WHAT THE EXERCISE ASKS:
From the material below, return every line that includes "insight".

MATERIAL FOR THE TASK:
----------------

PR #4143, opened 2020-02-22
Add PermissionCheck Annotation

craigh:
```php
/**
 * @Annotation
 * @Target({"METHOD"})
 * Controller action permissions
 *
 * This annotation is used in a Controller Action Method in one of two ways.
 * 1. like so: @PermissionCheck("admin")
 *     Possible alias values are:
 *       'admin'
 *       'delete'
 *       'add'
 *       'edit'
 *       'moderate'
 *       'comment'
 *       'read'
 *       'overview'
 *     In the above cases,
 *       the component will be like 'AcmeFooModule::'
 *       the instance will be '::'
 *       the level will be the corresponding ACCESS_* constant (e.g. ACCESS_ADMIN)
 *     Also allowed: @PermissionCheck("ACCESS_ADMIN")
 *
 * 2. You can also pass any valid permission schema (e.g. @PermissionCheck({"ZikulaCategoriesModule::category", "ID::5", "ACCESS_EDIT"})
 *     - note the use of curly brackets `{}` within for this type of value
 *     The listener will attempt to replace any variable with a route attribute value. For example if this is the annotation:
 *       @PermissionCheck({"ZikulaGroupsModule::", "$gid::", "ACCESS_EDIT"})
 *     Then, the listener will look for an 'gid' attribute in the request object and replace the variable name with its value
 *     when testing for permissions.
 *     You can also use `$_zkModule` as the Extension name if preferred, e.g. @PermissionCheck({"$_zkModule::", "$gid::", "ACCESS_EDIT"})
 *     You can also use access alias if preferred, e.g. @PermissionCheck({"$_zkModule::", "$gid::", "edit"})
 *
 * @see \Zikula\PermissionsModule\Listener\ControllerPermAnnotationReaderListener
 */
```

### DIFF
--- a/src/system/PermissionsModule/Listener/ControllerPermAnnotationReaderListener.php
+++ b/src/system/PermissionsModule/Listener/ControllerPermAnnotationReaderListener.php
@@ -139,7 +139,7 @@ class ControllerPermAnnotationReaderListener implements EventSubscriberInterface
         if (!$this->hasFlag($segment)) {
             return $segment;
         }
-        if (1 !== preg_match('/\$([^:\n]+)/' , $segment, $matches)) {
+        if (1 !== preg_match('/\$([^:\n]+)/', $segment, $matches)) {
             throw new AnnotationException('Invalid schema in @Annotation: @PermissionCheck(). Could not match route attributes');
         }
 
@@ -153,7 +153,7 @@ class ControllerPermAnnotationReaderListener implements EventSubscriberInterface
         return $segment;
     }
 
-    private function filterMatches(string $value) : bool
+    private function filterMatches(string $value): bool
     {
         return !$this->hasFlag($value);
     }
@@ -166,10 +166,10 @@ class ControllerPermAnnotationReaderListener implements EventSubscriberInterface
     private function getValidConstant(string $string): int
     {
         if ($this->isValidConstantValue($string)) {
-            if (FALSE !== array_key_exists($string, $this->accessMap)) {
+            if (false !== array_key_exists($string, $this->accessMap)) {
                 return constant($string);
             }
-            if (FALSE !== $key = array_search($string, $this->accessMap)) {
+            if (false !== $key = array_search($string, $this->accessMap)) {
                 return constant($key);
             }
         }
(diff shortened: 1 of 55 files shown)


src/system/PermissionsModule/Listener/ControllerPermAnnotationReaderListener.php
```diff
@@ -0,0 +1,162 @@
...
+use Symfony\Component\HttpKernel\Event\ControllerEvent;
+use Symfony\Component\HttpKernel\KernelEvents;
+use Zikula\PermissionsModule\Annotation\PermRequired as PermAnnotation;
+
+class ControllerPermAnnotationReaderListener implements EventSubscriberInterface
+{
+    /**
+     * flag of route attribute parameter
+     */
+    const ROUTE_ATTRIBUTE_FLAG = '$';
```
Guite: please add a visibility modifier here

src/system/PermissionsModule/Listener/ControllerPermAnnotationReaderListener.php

----------------

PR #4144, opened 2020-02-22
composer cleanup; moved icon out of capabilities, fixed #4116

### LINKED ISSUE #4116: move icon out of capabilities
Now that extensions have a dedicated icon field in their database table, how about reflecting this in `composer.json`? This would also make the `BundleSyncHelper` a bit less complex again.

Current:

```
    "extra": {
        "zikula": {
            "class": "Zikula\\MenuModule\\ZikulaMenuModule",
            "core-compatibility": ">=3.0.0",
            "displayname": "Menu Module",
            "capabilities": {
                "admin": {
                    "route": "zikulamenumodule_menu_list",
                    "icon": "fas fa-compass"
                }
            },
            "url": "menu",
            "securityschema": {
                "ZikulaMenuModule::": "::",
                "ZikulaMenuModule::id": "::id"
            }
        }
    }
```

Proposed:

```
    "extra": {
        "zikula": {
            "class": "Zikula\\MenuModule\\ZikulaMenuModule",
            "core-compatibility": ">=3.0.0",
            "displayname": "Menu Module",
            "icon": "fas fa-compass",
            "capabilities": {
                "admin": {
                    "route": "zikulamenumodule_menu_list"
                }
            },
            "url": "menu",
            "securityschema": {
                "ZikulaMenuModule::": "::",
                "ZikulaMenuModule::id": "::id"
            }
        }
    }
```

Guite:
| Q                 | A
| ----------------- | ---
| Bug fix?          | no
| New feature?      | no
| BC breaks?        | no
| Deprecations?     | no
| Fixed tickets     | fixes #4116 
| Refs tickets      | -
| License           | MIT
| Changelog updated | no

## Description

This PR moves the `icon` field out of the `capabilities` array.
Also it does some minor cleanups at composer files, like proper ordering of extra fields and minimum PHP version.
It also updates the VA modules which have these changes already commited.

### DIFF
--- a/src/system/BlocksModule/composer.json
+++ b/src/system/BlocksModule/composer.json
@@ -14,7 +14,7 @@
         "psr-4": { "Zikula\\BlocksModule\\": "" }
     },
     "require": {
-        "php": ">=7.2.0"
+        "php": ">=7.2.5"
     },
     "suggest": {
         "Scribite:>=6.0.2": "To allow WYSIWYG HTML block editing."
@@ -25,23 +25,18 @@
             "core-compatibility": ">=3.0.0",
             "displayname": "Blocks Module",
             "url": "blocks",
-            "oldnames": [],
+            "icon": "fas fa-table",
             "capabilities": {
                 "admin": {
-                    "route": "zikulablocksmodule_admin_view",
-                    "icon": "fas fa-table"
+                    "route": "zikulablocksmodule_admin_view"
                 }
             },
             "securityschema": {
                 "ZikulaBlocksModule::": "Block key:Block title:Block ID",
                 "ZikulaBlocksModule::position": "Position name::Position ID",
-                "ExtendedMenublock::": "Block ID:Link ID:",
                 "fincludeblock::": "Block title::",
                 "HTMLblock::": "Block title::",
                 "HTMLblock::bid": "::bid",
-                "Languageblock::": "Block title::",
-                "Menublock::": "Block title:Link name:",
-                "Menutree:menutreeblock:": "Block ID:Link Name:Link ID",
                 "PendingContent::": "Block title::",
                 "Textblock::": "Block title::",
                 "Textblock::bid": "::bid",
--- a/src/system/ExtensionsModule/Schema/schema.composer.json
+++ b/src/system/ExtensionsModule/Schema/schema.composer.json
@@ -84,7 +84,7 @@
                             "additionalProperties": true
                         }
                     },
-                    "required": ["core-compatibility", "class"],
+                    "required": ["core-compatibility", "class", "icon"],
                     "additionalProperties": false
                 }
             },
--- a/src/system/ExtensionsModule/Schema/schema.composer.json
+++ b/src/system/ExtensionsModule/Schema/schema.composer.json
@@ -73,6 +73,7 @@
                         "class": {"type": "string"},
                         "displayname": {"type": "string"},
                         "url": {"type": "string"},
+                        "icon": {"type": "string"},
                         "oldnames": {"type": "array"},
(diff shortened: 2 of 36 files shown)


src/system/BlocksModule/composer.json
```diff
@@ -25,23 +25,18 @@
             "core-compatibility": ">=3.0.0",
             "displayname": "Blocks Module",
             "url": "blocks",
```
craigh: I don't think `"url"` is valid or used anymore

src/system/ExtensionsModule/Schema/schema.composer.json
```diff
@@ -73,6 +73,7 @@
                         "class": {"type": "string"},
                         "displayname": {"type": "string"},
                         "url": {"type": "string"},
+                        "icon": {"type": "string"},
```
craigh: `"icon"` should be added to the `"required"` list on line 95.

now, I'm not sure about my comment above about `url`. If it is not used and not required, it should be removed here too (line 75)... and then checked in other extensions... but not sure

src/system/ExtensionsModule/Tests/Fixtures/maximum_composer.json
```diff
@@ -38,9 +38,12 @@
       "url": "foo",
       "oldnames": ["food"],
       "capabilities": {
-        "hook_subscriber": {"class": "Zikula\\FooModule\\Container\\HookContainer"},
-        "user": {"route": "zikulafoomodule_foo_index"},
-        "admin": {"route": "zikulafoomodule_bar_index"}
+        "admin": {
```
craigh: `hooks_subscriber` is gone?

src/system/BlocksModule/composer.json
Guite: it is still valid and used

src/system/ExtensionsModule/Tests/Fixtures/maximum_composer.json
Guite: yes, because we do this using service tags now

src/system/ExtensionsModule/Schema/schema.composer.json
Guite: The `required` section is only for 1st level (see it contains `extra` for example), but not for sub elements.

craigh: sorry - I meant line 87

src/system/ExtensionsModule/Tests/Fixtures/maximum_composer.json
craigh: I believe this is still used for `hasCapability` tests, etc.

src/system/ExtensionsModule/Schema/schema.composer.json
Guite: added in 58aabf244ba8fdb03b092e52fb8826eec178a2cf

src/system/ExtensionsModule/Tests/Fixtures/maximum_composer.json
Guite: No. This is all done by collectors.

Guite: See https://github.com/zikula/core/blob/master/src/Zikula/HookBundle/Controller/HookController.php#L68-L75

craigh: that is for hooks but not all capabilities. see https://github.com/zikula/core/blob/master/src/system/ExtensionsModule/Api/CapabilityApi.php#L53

----------------

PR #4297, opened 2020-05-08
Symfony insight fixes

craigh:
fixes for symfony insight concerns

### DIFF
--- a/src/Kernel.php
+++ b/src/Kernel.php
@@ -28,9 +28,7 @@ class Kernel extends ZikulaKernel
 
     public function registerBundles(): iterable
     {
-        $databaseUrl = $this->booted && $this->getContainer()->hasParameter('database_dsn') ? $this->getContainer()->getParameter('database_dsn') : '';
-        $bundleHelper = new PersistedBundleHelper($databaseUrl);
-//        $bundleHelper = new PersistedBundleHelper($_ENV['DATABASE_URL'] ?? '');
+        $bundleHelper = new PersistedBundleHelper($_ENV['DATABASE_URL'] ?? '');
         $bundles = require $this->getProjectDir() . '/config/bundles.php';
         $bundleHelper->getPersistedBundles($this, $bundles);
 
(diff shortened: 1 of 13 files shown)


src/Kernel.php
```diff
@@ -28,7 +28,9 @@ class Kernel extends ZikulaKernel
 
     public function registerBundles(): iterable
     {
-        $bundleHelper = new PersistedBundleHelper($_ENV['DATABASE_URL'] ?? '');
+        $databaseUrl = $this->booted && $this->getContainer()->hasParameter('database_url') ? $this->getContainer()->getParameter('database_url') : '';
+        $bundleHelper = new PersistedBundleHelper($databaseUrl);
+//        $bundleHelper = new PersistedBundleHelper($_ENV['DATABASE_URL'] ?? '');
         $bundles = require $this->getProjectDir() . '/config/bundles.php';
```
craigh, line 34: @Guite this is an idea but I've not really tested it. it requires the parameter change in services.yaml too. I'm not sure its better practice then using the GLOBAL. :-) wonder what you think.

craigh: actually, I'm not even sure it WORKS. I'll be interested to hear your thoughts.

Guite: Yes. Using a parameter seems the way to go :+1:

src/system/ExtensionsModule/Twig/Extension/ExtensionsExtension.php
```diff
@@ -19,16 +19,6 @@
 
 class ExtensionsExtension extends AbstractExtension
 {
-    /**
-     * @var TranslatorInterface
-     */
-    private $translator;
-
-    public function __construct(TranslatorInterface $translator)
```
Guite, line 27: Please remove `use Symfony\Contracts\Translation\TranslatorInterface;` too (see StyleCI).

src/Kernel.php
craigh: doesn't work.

----------------

RESULT OF THE TASK:
Symfony insight fixes
fixes for symfony insight concerns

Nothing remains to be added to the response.